A pesar de toda esta situación y despliegue, fue maravilloso volver a ver arte en el precioso edificio de Casa Mediterráneo de Alicante. En este caso fue un espectáculo de circo organizado por la Associació Valenciana de Circ y el IVC para reactivar la cultura en vivo que me emocionó en varias ocasiones. Sobre todo cuando las y los artistas se dirigían al público para decirnos que se alegraban de estar otra vez junt@s. O cuando decían que por favor no les abandonáramos. O cuando, por supuesto, daban vueltas en el trapecio y saltaban en la cama elástica y cantaban ópera y hacían como que se caían. Salí emocionada e inspirada, que es el efecto que tiene sobre mí asistir a espectáculos de artes escénicas. Y también, por qué mentir, harta de la mascarilla, afligida, extrañada.
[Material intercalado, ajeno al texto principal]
Issue #534, opened 2024-07-03
Allow users to configure `embed_batch_size` or `ThreadPoolExecutor` size when calling `Client.embed`


acompa:
It looks like batching was added in #437 - thank you for implementing this, it's very helpful.

I notice that batching, as defined [here](https://github.com/cohere-ai/cohere-python/blob/main/src/cohere/client.py#L135), depends on a [fixed batch size](https://github.com/cohere-ai/cohere-python/blob/main/src/cohere/config.py#L1). This can be suboptimal for clients submitting a large number of smaller documents, as we cannot [configure the ThreadPoolExecutor size](https://github.com/cohere-ai/cohere-python/blob/main/src/cohere/client.py#L111) to parallelize a large number of small data payloads. As a result a client might end up blocking while waiting for small network responses.

Would it be possible to allow clients to configure either the `ThreadPoolExecutor` size or the `embed_batch_size` setting when calling `embed`?

billytrend-cohere:
Hey @acompa thanks for the feedback, this will be fixed by https://github.com/cohere-ai/cohere-python/pull/536 ! you will be able to pass your own executor in. I'll ping the thread when it's released

PR #536, opened 2024-07-09
Add thread_pool_executor to constructor

billytrend-cohere:
The PR introduces changes to the `Client` and `AsyncClient` classes in `src/cohere/client.py`. 

## Summary
The changes add a `_executor` attribute to both classes and set its value during initialization. The `ThreadPoolExecutor` is now passed as an argument during initialization, allowing for more flexibility and customization. 

## Changes
- The `_executor` attribute is added to the `Client` and `AsyncClient` classes.
- During initialization, the `thread_pool_executor` argument is added to the `__init__` method of both classes.
- The value of `self._executor` is set to the provided `thread_pool_executor` argument.
- The previous instantiation of `_executor` outside the methods is removed.

### DIFF
--- a/src/cohere/client.py
+++ b/src/cohere/client.py
@@ -71,6 +71,8 @@ def deprecated_function(fn_name: str) -> typing.Any:
 
 
 class Client(BaseCohere, CacheMixin):
+    _executor: ThreadPoolExecutor
+
     def __init__(
         self,
         api_key: typing.Optional[typing.Union[str, typing.Callable[[], str]]] = None,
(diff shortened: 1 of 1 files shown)


fede-dash:
Hi\! I wanted to follow up on this PR as I've just submitted PR #699 which complements this implementation.

This PR addressed part of issue #534 by allowing ThreadPoolExecutor configuration at the client level, which is great. However, issue #534 also mentioned the need for configurable batch_size, and some users might need per-call flexibility rather than client-wide settings.

PR #699 adds:
- `batch_size` parameter to the embed() method (the other key request from #534)
- `max_workers` parameter for per-call thread pool override
- Dynamic optimization without recreating the client

Both PRs work together nicely - users can set a default ThreadPoolExecutor via your implementation and then override it for specific operations using the per-call parameters.

Just wanted to connect these implementations since they're solving related parts of the same issue\!

PR #588, opened 2024-09-30
Sagemaker finetuning

billytrend-cohere:
Generating pr description


collindutter:
Hey @billytrend-cohere! The introduction of `sagemaker` has introduced some dependency resolution issues in our [library](https://github.com/griptape-ai/griptape). Any possibility of making this an optional dependency? Otherwise we will need to pin `5.10.0`. Thanks!

PR #616, opened 2024-12-04
Throw when trying to rerank with v1

billytrend-cohere:


src/cohere/bedrock_client.py
```diff
@@ -25,6 +25,8 @@ def __init__(
             timeout=timeout,
         )
 
+    def rerank(self, *, query, documents, model = ..., top_n = ..., rank_fields = ..., return_documents = ..., max_chunks_per_doc = ..., request_options = None):
+        raise NotImplementedError("Please use cohere.BedrockClientV2 instead: method rerank is not available in the v1 client, cohere.BedrockClient.")
```
mkozakov, line 29: this makes it sound like we haven't added support in the V1 sdk yet. should we change the message t o say
```suggestion
        raise NotImplementedError("Please use cohere.BedrockClientV2 instead: Rerank API on bedrock is not supported with cohere.BedrockClient version 1 for this model.")
```

mkozakov (approved):

PR #1085, opened 2016-08-02
SSVD-1823 No parenthesis

juano2310:


gausnes:
👍  looks good from a data-management side

PR #1098, opened 2016-08-04
SSVD-1605 and SSVD-1897 Fix for update of switch tile

marstorp:
Fix for update of switch tile when speaker is turned on/off from routines and adding a intermediate state between on/off to prevent user to switch state before speaker has responded on the switch command.


workingmonk:
👍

Cuando estudiaba, un profesor de “Hábitos culturales” nos contó que uno de los principales alicientes para asistir al teatro o al cine (a diferencia de ver una película en tu casa) es ver a gente y ser vista, la interacción social. Me viene a la cabeza la canción de Ovidi Montllor de “Una nit a l’ópera” donde una pareja bien posicionada de la aristocracia catalana llega tarde al teatro y están preocupados porque no les verán:
Joan Anton, vés quina sort.
Encara hi han mirons de cor.
Fixa’t quina colla ens mira.
Pues bien, en esta nueva etapa, esta motivación deja de ser fundamental, ya que con mascarillas y separados, se pierde la magia del encuentro entre el público. Tendremos que acostumbrarnos e intentar suplir estas carencias y otras, como la cercanía con el público que tanto nutre a los artistas, con la alegría de vernos los ojos y escuchar los aplausos. ¡Todavía hay mucho que celebrar!
En definitiva, después de esta perorata de encuentros y desencuentros, mi experiencia fue muy positiva y totalmente segura, pues disfruté del espectáculo y en ningún momento tuve sensación de muchedumbre ni descontrol. Y es que, aunque no ha habido rebrotes en espectáculos culturales, la gente sigue con miedo.
Al salir pensé que nuestra labor principal como público de espectáculos culturales es que los sostengamos. Que dejemos el miedo y nos llenemos de ganas y sigamos yendo al teatro, al cine, a conciertos, a los museos; porque están trabajando duro para que sean seguros y, sobre todo, porque queremos que sigan ahí cuando todo esto acabe.